→ Task details:
Every line below that has "Secondary" in it should be copied.

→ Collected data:
⁂
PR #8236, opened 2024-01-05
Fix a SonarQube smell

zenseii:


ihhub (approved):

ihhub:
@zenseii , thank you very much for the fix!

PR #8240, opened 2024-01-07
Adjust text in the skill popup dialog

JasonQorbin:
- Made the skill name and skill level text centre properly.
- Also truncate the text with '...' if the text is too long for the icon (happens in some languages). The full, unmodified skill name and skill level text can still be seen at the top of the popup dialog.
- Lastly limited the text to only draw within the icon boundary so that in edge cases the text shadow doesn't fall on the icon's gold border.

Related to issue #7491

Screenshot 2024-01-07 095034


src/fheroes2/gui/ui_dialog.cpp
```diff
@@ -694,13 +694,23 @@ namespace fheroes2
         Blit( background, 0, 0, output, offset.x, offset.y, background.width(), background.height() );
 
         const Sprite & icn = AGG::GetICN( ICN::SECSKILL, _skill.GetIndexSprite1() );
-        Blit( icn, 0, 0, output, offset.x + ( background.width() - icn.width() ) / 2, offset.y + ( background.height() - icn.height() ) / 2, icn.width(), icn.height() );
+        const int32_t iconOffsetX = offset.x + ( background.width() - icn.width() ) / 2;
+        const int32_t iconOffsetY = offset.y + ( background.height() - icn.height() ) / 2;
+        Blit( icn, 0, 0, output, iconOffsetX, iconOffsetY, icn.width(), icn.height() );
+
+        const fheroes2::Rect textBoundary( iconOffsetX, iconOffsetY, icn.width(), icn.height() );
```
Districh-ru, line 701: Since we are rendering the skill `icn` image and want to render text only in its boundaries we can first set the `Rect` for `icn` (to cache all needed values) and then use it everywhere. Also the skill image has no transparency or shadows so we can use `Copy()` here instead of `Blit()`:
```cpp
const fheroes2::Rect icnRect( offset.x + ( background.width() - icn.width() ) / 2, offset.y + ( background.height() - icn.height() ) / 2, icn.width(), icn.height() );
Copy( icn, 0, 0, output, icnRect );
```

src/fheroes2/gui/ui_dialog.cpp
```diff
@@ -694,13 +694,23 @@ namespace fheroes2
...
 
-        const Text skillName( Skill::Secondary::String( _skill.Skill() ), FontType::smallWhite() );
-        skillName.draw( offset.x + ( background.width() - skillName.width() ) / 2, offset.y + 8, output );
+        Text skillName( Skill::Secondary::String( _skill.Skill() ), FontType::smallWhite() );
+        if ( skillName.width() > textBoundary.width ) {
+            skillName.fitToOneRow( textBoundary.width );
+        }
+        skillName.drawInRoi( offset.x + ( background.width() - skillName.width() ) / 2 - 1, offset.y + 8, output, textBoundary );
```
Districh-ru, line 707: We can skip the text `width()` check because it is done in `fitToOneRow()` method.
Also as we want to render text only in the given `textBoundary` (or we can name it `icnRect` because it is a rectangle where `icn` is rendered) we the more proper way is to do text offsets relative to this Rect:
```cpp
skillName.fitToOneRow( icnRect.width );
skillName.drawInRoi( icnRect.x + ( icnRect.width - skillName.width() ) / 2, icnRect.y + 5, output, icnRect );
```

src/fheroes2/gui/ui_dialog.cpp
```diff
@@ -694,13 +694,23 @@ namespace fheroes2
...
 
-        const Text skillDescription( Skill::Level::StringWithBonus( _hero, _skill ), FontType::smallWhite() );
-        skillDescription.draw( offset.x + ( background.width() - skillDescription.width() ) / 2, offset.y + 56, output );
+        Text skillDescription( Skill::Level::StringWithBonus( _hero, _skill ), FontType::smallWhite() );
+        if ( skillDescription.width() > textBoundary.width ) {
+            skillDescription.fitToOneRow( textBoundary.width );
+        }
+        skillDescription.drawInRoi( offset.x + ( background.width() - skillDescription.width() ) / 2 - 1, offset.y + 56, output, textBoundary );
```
⁂
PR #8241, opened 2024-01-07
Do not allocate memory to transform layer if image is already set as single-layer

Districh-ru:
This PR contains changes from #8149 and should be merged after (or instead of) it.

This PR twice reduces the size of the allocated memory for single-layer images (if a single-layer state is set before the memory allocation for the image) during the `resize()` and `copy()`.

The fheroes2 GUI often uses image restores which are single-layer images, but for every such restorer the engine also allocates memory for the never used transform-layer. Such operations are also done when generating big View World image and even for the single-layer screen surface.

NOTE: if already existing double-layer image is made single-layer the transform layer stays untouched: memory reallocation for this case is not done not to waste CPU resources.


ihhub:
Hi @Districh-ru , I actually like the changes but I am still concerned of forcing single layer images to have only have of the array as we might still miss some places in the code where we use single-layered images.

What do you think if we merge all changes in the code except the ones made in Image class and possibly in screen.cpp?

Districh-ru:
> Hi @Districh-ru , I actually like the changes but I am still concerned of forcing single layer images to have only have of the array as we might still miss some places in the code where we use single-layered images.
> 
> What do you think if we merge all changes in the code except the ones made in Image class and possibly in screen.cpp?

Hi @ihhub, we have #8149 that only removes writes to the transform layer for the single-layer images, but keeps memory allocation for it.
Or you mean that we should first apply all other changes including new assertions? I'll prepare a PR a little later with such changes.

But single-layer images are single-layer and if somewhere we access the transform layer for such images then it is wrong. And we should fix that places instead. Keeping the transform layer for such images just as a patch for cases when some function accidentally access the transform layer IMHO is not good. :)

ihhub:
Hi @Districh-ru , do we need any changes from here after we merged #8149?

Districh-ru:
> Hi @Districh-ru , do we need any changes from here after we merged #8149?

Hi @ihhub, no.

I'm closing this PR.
⁂
→ Response to this task:
-        const Text skillName( Skill::Secondary::String( _skill.Skill() ), FontType::smallWhite() );
+        Text skillName( Skill::Secondary::String( _skill.Skill() ), FontType::smallWhite() );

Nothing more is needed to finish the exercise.